* What you will do: Search the material below for the string "because" and list each line that holds it.

─── Source data

PR #12877, opened 2021-12-12
More interesting singularity movement

Absolucy:
The singularity's movement has been changed. It can now pick a "random target" based on an interest value. It goes through 3x3 sections in a 15 tile radius from the singularity, assigning an interest value based on the amount of non-space tiles and objects that are in the tile. It will then pick where to move based on a weighted pick - it can still pick an uninteresting target to move to, but it's much more likely to go towards somewhere with 50 bajillion objects on a tile.

The singularity can still move randomly, though. It will also continue to prioritize active singularity beacons above this new system.

:cl: Lucy
tweak: The singularity is less likely to fuck off into space now.
/:cl:

### DIFF
--- a/code/__HELPERS/unsorted.dm
+++ b/code/__HELPERS/unsorted.dm
@@ -1579,3 +1579,11 @@ GLOBAL_DATUM_INIT(dview_mob, /mob/dview, new)
 	return call(source, proctype)(arglist(arguments))
 
 #define TURF_FROM_COORDS_LIST(List) (locate(List[1], List[2], List[3]))
+
+/proc/get_box(corner_x, corner_y, z, size_x, size_y)
+	. = list()
+	for	(var/x in corner_x to corner_x + size_x)
+		for (var/y in corner_y to corner_y + size_y)
+			var/turf/T = locate(x, y, z)
+			if (T && istype(T))
+				. |= T
--- a/code/__HELPERS/unsorted.dm
+++ b/code/__HELPERS/unsorted.dm
@@ -1579,11 +1579,3 @@ GLOBAL_DATUM_INIT(dview_mob, /mob/dview, new)
 	return call(source, proctype)(arglist(arguments))
 
 #define TURF_FROM_COORDS_LIST(List) (locate(List[1], List[2], List[3]))
-
-/proc/get_box(corner_x, corner_y, z, size_x, size_y)
-	. = list()
-	for	(var/x in corner_x to corner_x + size_x)
-		for (var/y in corner_y to corner_y + size_y)
-			var/turf/T = locate(x, y, z)
-			if (T && istype(T))
-				. |= T
--- a/code/modules/power/singularity/singularity.dm
+++ b/code/modules/power/singularity/singularity.dm
@@ -1,4 +1,5 @@
-
+#define SINGULARITY_QUADRANT_SIZE 3
+#define SINGULARITY_QUADRANT_DISTANCE 15
 
 /obj/singularity
 	name = "gravitational singularity"
@@ -23,6 +24,7 @@
 	var/grav_pull = 4 //How many tiles out do we pull?
 	var/consume_range = 0 //How many tiles out do we eat
 	var/event_chance = 10 //Prob for event each tick
+	var/turf/random_target = null // a randomly chosen target.
 	var/target = null //its target. moves towards the target if it has one
 	var/last_failed_movement = 0//Will not move in the same dir if it couldnt before, will help with the getting stuck on fields thing
 	var/last_warning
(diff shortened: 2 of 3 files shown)


code/modules/power/singularity/singularity.dm
```diff
@@ -350,6 +365,31 @@
...
+			for (var/turf/T in box)
+				if (!isspaceturf(T))
+					interest += 2
+				var/list/objs = list()
+				for (var/A in T.contents)
+					if (istype(A, /atom/movable))
+						objs += A
+				interest += CEILING(length(objs) / 7.5, 0.5)
+			sections[section_loc] = interest
+	to_chat(world, "singularity sees [LAZYLEN(sections)] sections.")
```
Altoids1: Probably wanna get rid of these debug prints

code/modules/power/singularity/singularity.dm
```diff
@@ -350,6 +365,31 @@
...
+			var/list/box = get_box(x + section_x, y + section_y, z, SINGULARITY_QUADRANT_SIZE, SINGULARITY_QUADRANT_SIZE)
+			var/interest = 0
+			for (var/turf/T in box)
+				if (!isspaceturf(T))
+					interest += 2
+				var/list/objs = list()
+				for (var/A in T.contents)
+					if (istype(A, /atom/movable))
+						objs += A
+				interest += CEILING(length(objs) / 7.5, 0.5)
```
Altoids1: Since you don't actually do anything with the objects, perhaps it'd be better to just count them rather than put them in a list and *then* count them.

I doubt it's a huge performance difference but it'd be a nice change.

Altoids1:
I'm not really too sure how to feel about this.

I will say that this will make it easier to use a singloose as a more consistent chaos generator as an antagonist, since it reduces the chance of it just fucking off southward. In general, it's nice to make things more deterministic if players make strategies around them.

adamsong:
Will this affect other kinds of singularity such as Nar-Sie and Ratvar?

Absolucy:
@adamsong ratvar isn't a singularity, but I just fixed it so nar'sie won't be affected

neeshacark:
i mean tesla already moves to spots with lots of devices, this PR just makes singulo more appealing to tots.

code/__HELPERS/unsorted.dm
```diff
@@ -1579,3 +1579,11 @@ GLOBAL_DATUM_INIT(dview_mob, /mob/dview, new)
 	return call(source, proctype)(arglist(arguments))
 
 #define TURF_FROM_COORDS_LIST(List) (locate(List[1], List[2], List[3]))
+
+/proc/get_box(corner_x, corner_y, z, size_x, size_y)
+	. = list()
+	for	(var/x in corner_x to corner_x + size_x)
```
Bibby0110: just curious if i'm missing something obvious, but why not just use block()?

Absolucy: ... i didn't know it existed lol

code/modules/power/singularity/singularity.dm
```diff
@@ -350,6 +366,28 @@
 					return TRUE
 	. = !.
 
+/obj/singularity/proc/pick_random_target()
+	var/list/sections = list()
+	for (var/section_x = -SINGULARITY_QUADRANT_DISTANCE - SINGULARITY_QUADRANT_SIZE; section_x <= SINGULARITY_QUADRANT_DISTANCE - SINGULARITY_QUADRANT_SIZE; section_x += SINGULARITY_QUADRANT_SIZE)
```
Bibby0110: isn't this assymetrical?
x = -18 to x = 12

code/modules/power/singularity/singularity.dm
```diff
@@ -350,6 +366,28 @@
...
+		for (var/section_y = -SINGULARITY_QUADRANT_DISTANCE - SINGULARITY_QUADRANT_SIZE; section_y <= SINGULARITY_QUADRANT_DISTANCE - SINGULARITY_QUADRANT_SIZE; section_y += SINGULARITY_QUADRANT_SIZE)
+			var/turf/section_loc = locate(x + section_x, y + section_y, z)
+			if (!section_loc || !istype(section_loc))
+				continue
+			var/list/box = get_box(x + section_x, y + section_y, z, SINGULARITY_QUADRANT_SIZE, SINGULARITY_QUADRANT_SIZE)
+			var/interest = 0
+			for (var/turf/T in box)
+				if (!isspaceturf(T))
+					interest += 2
```
Bibby0110: these could probably be defines

JamieD1 (approved):

PR #12659, opened 2021-11-14
Adds some stuff to charlie station

redmoogle:
# Document the changes in your pull request

Adds a thing of cable coils by medical maint
stuffs the PA in a crate
Removes the transport pod for a bridge
Makes the science room *slighty* bigger
Makes the security room slightly smaller
Adds a small randomized maint loot
gets rid of unbreakable rocks
fixes two vents being off
removes random unconnected wire

image

## Why?

Well; The issue is that the pod gets in the way alot and so I changed it to a foot bridge which caused me to need to realign some stuff which is why theres now two maint rooms

I also included three fixes because why not

# Wiki Documentation

Just remove the part saying they're connected by transit tubes

# Changelog

:cl:  
rscadd: Removes the pod from charlie and adds a bridge instead
tweak: Stuff the PA in charlie station into a crate
tweak: Adds another pack of cable coils to charlie station
bugfix: Fixes some issues on charlie station
/:cl:

PR #12916, opened 2021-12-17
Fix Charlie Station bridge wiring

Chubbygummibear:
Fixes the HORRENDOUS oversight made by Redmoogle in #12659 by misplacing like 2 cable pieces so the bridge wouldn't become powered when you set up power.
(jk love you red, no one else pays much attention to the ghost roles)

Yes I tested this and it works now
Before:
image

After:
image

# Changelog

:cl:  
bugfix: Charlie Station bridge is now connected to the power network at spawn
/:cl:


Chubbygummibear:
I think i makey a little mistakey because the actual code change is absolutely wack

patpol4 (approved):
My bad

PR #12919, opened 2021-12-17
[AI] [READY] Minor AI Revamp Tweaks

Bibby0110:
Adds a version of the freeminer cyborg firmware board to the oldstation. This will allow oldstation to create 2 borgs without panel access restrctions

Fixes some verbs being inaccessible as the AI.

You can now use lawboards on MMIs and Posibrains to set what laws they should use when they become an AI. Does NOT work for borgs. Examine to see the loaded lawset.

Fixed HUD being disabled when reentering shell.

Increased server heat production more than 2x

Making a new AI control console requires a password. This password is displayed on a plaque in the RDs office. You must be next to the plaque to read the code.
You use it on any new consoles to enable login. You can also use it as a one time password to login to the console after, this forces a renewal of the code and notifies everyone of your location and ID name.
You can print a new code through the comms console. Printing a new code will also cancel all other old codes that exist. It does NOT disable all previously logged in consoles.

Fixes hot air produced by machines not merging with the rest of the room if there weren't vents siphoning the room.

Adds 15 ticks of grace period for expansion busses.

Adds the ability to use the malf upgrade by hitting the AI control console with it and selecting an AI. The console needs to be unlocked to do this.

Made the AI machinery able to be deconstructed.

# Wiki Documentation

# Changelog


Cartlord:
What does this... do, exactly?

Bibby0110:
> What does this... do, exactly?

Backend changes and bug fixes

adamsong:
> This will allow oldstation to create 2 borgs without panel access restrctions

You do realize the module isn't consumed right? It drops like the reboot module

Bibby0110:
> 

I guess I shouldn't steal adam code :/

Edit:
fixed

KittyNoodle:
I really don’t like the password system

Bibby0110:
> I really don’t like the password system

I really don't like traitors stealing the AI from maint

KittyNoodle:
wait, i am a moron, the password is an alternative to logging in regularly

Bibby0110:
> wait, i am a moron, the password is an alternative to logging in regularly

My explanation may have been a bit wacky.

After building a NEW console you NEED the password to be able to use it.

After this you can log in normally OR use the password and notify everyone. This is so traitors without emags can unlock the console.

code/game/objects/structures/signs/signs_plaques.dm
```diff
@@ -26,6 +26,23 @@
...
 	icon_state = "kiddieplaque"
 
+/obj/structure/sign/plaques/ai_password
+	name = "\improper AI default password"
+	desc = "This plaque contains the default password for AI control consoles onboard this station."
+	var/control_code = "BUG"
+
+/obj/structure/sign/plaques/ai_password/Initialize(mapload)
+	. = ..()
+	if(mapload)
```
adamsong: Why only on map load?

adamsong (commented):
Looks decent

code/game/objects/structures/signs/signs_plaques.dm
Bibby0110: Doesn’t do much you’re right, if we did somehow have a way to make plaques then I wouldn’t want the new plaque to show the current password, but we don’t so I’m going to remove this

SomeguyManperson (approved):

PR #13978, opened 2022-05-02
baton buffs

SomeguyManperson:

Stunbaton cooldown reduced from 2 seconds to 1.2 seconds to account for their reduced stunning capabilities since tg batons. This allows a baton to hit only .4 seconds slower rather than 1.2 seconds slower than a normal weapon (this was TWICE as slow as a normal weapon!)
Stunbatons now deal damage to the chest regardless of what limb they hit. Armor effects are still calculated by the limb. This means it MAY be more effective to aim for limbs rather than the body or chest all the time.

# Wiki Documentation

baton cooldown 1.2 seconds from 2
baton stamina damage dealt to the chest ALWAYS rather than to the targeted limb/generally

# Changelog

:cl:  
tweak: baton cooldown 1.2 seconds from 2
tweak: baton stamina damage dealt to the chest ALWAYS rather than to the targeted limb/generally
/:cl:

### DIFF
--- a/code/game/objects/items/stunbaton.dm
+++ b/code/game/objects/items/stunbaton.dm
@@ -16,14 +16,23 @@
 
 	var/cooldown_check = 0
 
-	var/cooldown = 2 SECONDS
-	var/stunforce = 100
+	///how long we can't use this baton for after slapping someone with it. Does not account for melee attack cooldown (default of 0.8 seconds).
+	var/cooldown = 1.2 SECONDS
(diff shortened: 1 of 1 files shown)


Simplehorror:
I like this PR

ToasterBiome:
Nice middle ground

ToasterBiome (approved):

ghost:
It is literally a buff of an almost insta-win weapon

──────

* Your response:
I also included three fixes because why not
I think i makey a little mistakey because the actual code change is absolutely wack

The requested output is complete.